EXERCISE GOAL:
Could you copy out all the lines in the material below where the word "such" occurs?

━━━━━ DATASET EXTRACT ━━━━━

PR #833, opened 2026-07-04
fix(ts-templates): move tsx and typescript to dependencies

DaveHanns:
## Summary

Every ts-* template declares `tsx` and `typescript` in `devDependencies`, but the template's own runtime scripts require both:

```json
"start:dev": "tsx src/main.ts",
"build": "tsc"
```

If `npm install` runs in an environment where devDependencies are skipped (`NODE_ENV=production`, `npm install --omit=dev`, npm 11's tighter production defaults, or any parent installer that forwards those flags), a freshly scaffolded project fails immediately.

This PR moves `tsx` and `typescript` from `devDependencies` to `dependencies` in the 12 ts-* templates whose `start:dev`/`build` scripts invoke them. `ts-start-bun` (runs `bun src/main.ts` directly) and `ts-playwright-test-runner` (already lists both in `dependencies`) are left unchanged.

## Reproducer

```console
$ NODE_ENV=production apify create tmp -t ts-empty
$ cd tmp && apify run
sh: tsx: not found
Error: /usr/local/bin/npm exited with code 127

$ npm run build
sh: tsc: not found
# `npx tsc` then quietly installs the deprecated `tsc@2.0.4` squatter
# ("This is not the tsc command you are looking for")
```

The `.bin/tsx` and `.bin/tsc` shims are absent because npm never installed them:

```console
$ ls node_modules/.bin/tsx
ls: cannot access 'node_modules/.bin/tsx': No such file or directory
$ ls node_modules/typescript
ls: cannot access 'node_modules/typescript': No such file or directory
```

Workarounds users currently need to discover on their own:

```console
$ NODE_ENV=development npm install
# or
$ npm install --include=dev
```

## Why this is safe for image size

The Dockerfile builder stage already passes `--include=dev`, so image builds are unaffected. The runtime image copies the compiled `dist/` from the builder and installs with `--omit=dev --omit=optional` — neither `tsx` nor `typescript` is ever installed into the runtime image today, and this PR does not change that (both remain absent because the runtime image starts from `dist/main.js`, which needs neither). Only the local `apify run`/`npm run build` flows benefit.

## Changes

- `templates/ts-empty/package.json` — move `tsx`, `typescript` to `dependencies`
- `templates/ts-crawlee-cheerio/package.json` — same
- `templates/ts-crawlee-playwright-chrome/package.json` — same
- `templates/ts-crawlee-playwright-camoufox/package.json` — same
- `templates/ts-crawlee-puppeteer-chrome/package.json` — same
- `templates/ts-standby/package.json` — same
- `templates/ts-start/package.json` — same
- `templates/ts-bootstrap-cheerio-crawler/package.json` — same
- `templates/ts-mcp-empty/package.json` — same
- `templates/ts-mcp-proxy/package.json` — same
- `templates/ts-beeai-agent/package.json` — same
- `templates/ts-mastraai/package.json` — same

Unchanged:

- `templates/ts-start-bun/package.json` — `start` uses `bun src/main.ts` directly; `tsx`/`typescript` genuinely are devDeps here.
- `templates/ts-playwright-test-runner/package.json` — already lists both under `dependencies`.

## Test plan

- [ ] `NODE_ENV=production apify create tmp -t ts-empty && cd tmp && apify run` exits 0.
- [ ] `NODE_ENV=production npm run build` succeeds and emits `dist/` for every changed template.
- [ ] Existing Jest template suite still passes (`pnpm run test-node-templates`).
- [ ] Docker image build (unchanged Dockerfile) still succeeds and produces the same runtime image contents.

_Surfaced during an evaluation of Apify surfaces for agent-driven Actor development._

### DIFF
--- a/templates/ts-beeai-agent/package.json
+++ b/templates/ts-beeai-agent/package.json
@@ -10,7 +10,9 @@
         "@ai-sdk/openai": "3.0.63",
         "apify": "^3.7.2",
         "beeai-framework": "^0.1.29",
-        "zod": "^3.25.76"
+        "zod": "^3.25.76",
+        "tsx": "^4.22.3",
+        "typescript": "^6.0.3"
     },
     "devDependencies": {
         "@apify/eslint-config": "^2.0.6",
@@ -20,8 +22,6 @@
         "eslint-config-prettier": "^10.1.8",
         "globals": "^17.6.0",
         "prettier": "^3.8.3",
-        "tsx": "^4.22.3",
-        "typescript": "^6.0.3",
         "typescript-eslint": "^8.60.0",
         "vitest": "^4.1.7"
     },
--- a/templates/ts-bootstrap-cheerio-crawler/package.json
+++ b/templates/ts-bootstrap-cheerio-crawler/package.json
@@ -8,7 +8,9 @@
     },
     "dependencies": {
         "apify": "^3.7.0",
-        "@crawlee/cheerio": "^3.15.3"
+        "@crawlee/cheerio": "^3.15.3",
+        "tsx": "^4.20.3",
+        "typescript": "^6.0.0"
     },
     "devDependencies": {
         "@apify/eslint-config": "^2.0.0",
@@ -18,8 +20,6 @@
         "eslint-config-prettier": "^10.1.5",
         "globals": "^17.0.0",
         "prettier": "^3.5.3",
-        "tsx": "^4.20.3",
-        "typescript": "^6.0.0",
         "typescript-eslint": "^8.58.0",
         "vitest": "^4.1.0"
     },
--- a/templates/ts-crawlee-cheerio/package.json
+++ b/templates/ts-crawlee-cheerio/package.json
@@ -8,7 +8,9 @@
     },
     "dependencies": {
         "apify": "^3.7.0",
-        "@crawlee/cheerio": "^3.15.3"
+        "@crawlee/cheerio": "^3.15.3",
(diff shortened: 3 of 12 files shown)


DaveHanns:
Closing — moving `tsx`/`typescript` to `dependencies` fixes the local-dev failure but bloats every ts-* Actor's runtime image by ~34MB (empirically measured: 47MB → 81MB `node_modules` after `npm install --omit=dev --omit=optional` in the runtime stage). The compiled `dist/main.js` never needs these packages at runtime, so the added size is 100% waste.

The "safe for image size" claim in the original PR body is incorrect — the runtime stage's `--omit=dev` strips devDependencies but installs everything under `dependencies`, so moving them across the boundary does land them in the final image.

Better fixes for the same symptom, no image bloat:

- [apify/apify-cli#1261](https://github.com/apify/apify-cli/pull/1261) — force `--include=dev` + `NODE_ENV=development` on the post-scaffold install so a freshly-created ts-* project has the runner binaries available for `apify run` / `npm run build`, plus a preflight for the missing binary case.
- [apify/apify-cli#1252](https://github.com/apify/apify-cli/pull/1252) — on `apify push`, detect a Dockerfile that runs `npm install --omit=dev` before `npm run build` (which invokes `tsc`) and warn before the remote build burns a cycle.
- [apify/apify-docs#2716](https://github.com/apify/apify-docs/pull/2716) — docs callout on the Source-code page for the search-fallback / direct-`docker-build` case.

PR #787, opened 2026-05-28
fix(python-pydanticai): bump pydantic-ai for SSRF advisories and migrate LLM to Apify OpenRouter proxy

MQ37:
## Context

`pydantic-ai >= 1.0.0` in `pyproject.toml` and `templates/python-pydanticai/requirements.txt` resolves to versions vulnerable to two SSRF advisories ([GHSA-cqp8-fcvh-x7r3](https://github.com/pydantic/pydantic-ai/security/advisories/GHSA-cqp8-fcvh-x7r3), [GHSA-2jrp-274c-jhv3](https://github.com/pydantic/pydantic-ai/security/advisories/GHSA-2jrp-274c-jhv3)). The template also forces users to provide their own `OPENAI_API_KEY`, even though they're paying with Apify credits.

## Solution

Bump the floor to `>= 1.99.0` (covers both SSRF advisories) and migrate the template's LLM calls to the [Apify OpenRouter proxy](https://apify.com/apify/openrouter) via `OpenAIChatModel` + `OpenAIProvider(base_url=…, api_key=APIFY_TOKEN)` — same pattern as the [BeeAI template](https://github.com/apify/actor-templates/pull/784).

## Worth your attention

- **`api_key=os.environ['APIFY_TOKEN']`** in `agents.py` — the OpenAI client serializes `api_key` as `Authorization: Bearer …`, which is exactly what the proxy expects. No need for a custom `AsyncOpenAI` client with `default_headers`.
- **14-day freshness rule deviated** — `pydantic-ai 1.99.0` is 8 days old. The newest patched version is required to address the advisories; no patched version is older than 14 days. Standard security-CVE override.
- **`Deps` dataclass grew a `model_name` field** so the nested `create_joke` tool agent uses the same model as the outer one.
- **`modelName` enum mirrors the BeeAI template** for cross-template consistency (`deepseek/deepseek-v4-flash`, `deepseek/deepseek-v4-pro`, `moonshotai/kimi-k2.6`, `z-ai/glm-5.1`).
- **Lockfile churn** — `uv lock` updated transitive deps (`openai`, `mistralai`, `google-genai`, `temporalio`) pulled in by the new `pydantic-ai-slim 1.103.0`; restricting `--upgrade-package` to the pydantic-ai family didn't avoid the cascade because those upgrades are part of the resolver's closure.
- **README** — pre-existing wrong link target (`src/agents.py`) fixed to `my_actor/agents.py`.

PR #842, opened 2026-07-07
test: skip local actor run for OpenRouter-proxy LLM templates

l2ysho:
#784 (ts-beeai-agent), #787 (python-pydanticai) broke the [test template job](https://github.com/apify/actor-templates/actions/runs/28833747881)
 
 - all tests are local, not on platform (no logged in user here) so OpenRouter is not available @jirispilka @MQ37 this is why tests were failing in your PRs. I skipped the run because in my opinion it is too big change to try exercise this on platform (flakyness) but I am open to discuss.
 - other tests failing in playwright, still investigating, but it seems playwright fail on `Uncaught Error: Minified React error #418` error when access apify.com


MQ37 (approved):
Makes sense! Thank you, I did not notice that.

templates/js-crawlee-playwright-camoufox/src/main.js
```diff
@@ -7,14 +7,27 @@
...
+// error). Survive that one specific decode bug so a broken page can't kill the whole
+// run; anything else stays fatal. Remove once the upstream playwright bug is fixed.
+process.on('uncaughtException', (err) => {
+    if (err instanceof TypeError && err.message.includes("reading 'url'") && (err.stack ?? '').includes('coreBundle')) {
+        log.warning(`Ignored known playwright Firefox pageError decode bug: ${err.message}`);
+        return;
+    }
+    throw err;
+});
+
```
l2ysho: this is temporary, lets wait for release of  https://github.com/daijro/camoufox/pull/625 (v152.0.2-alpha), or probably better to pin playwright back to 1.59.x in the camoufox templates 🤔

l2ysho: Went with the pin: dropped the `uncaughtException` guard and pinned `playwright` to `1.59.1` (plus base image `apify/actor-node-playwright-camoufox:24-1.59.1`) in both camoufox templates.

Context:
- playwright 1.60+ crashes with `TypeError: Cannot read properties of undefined (reading 'url')` — the Firefox session decode does an unguarded `pageError.location.url` when a page's uncaught error has no source location (e.g. React minified error #418 on apify.com). One broken page kills the whole crawler run.
- 1.59.1 is the last version without that decode path, so the templates work out of the box again. Exact pin (not `1.59.x`) to keep npm and the Docker base image in lockstep.
- Temporary: unpin once https://github.com/daijro/camoufox/pull/625 (v152.0.2-alpha) / the upstream playwright fix is released. Note the automated base-image bump job has rewritten these versions before, so watch it doesn't re-bump past the pin before then.

jirispilka:
oh, thanks a lot @l2ysho !

PR #904, opened 2026-08-31
chore: pin apify to 4.0.2b5 beta in Python templates

vdusek:
Pins `apify` to the `4.0.2b5` beta (exact pin — pip does not select pre-releases from a version range) in all Python templates, to run the template smoke tests against the upcoming SDK release. Covers 17 `requirements.txt` templates plus `python-uv` (`pyproject.toml` + `uv.lock`).

`python-crewai` is left unchanged: it is still on SDK v3 because `langchain-apify` caps `apify-client < 3.0.0`, which is incompatible with apify 4.x (requires `apify-client >= 3.1.0`).

Not meant to be merged as-is — testing only.

*✍️ Drafted by Claude Code*


vdusek:
just testing PR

━━━━━

RESULT:
ls: cannot access 'node_modules/.bin/tsx': No such file or directory
ls: cannot access 'node_modules/typescript': No such file or directory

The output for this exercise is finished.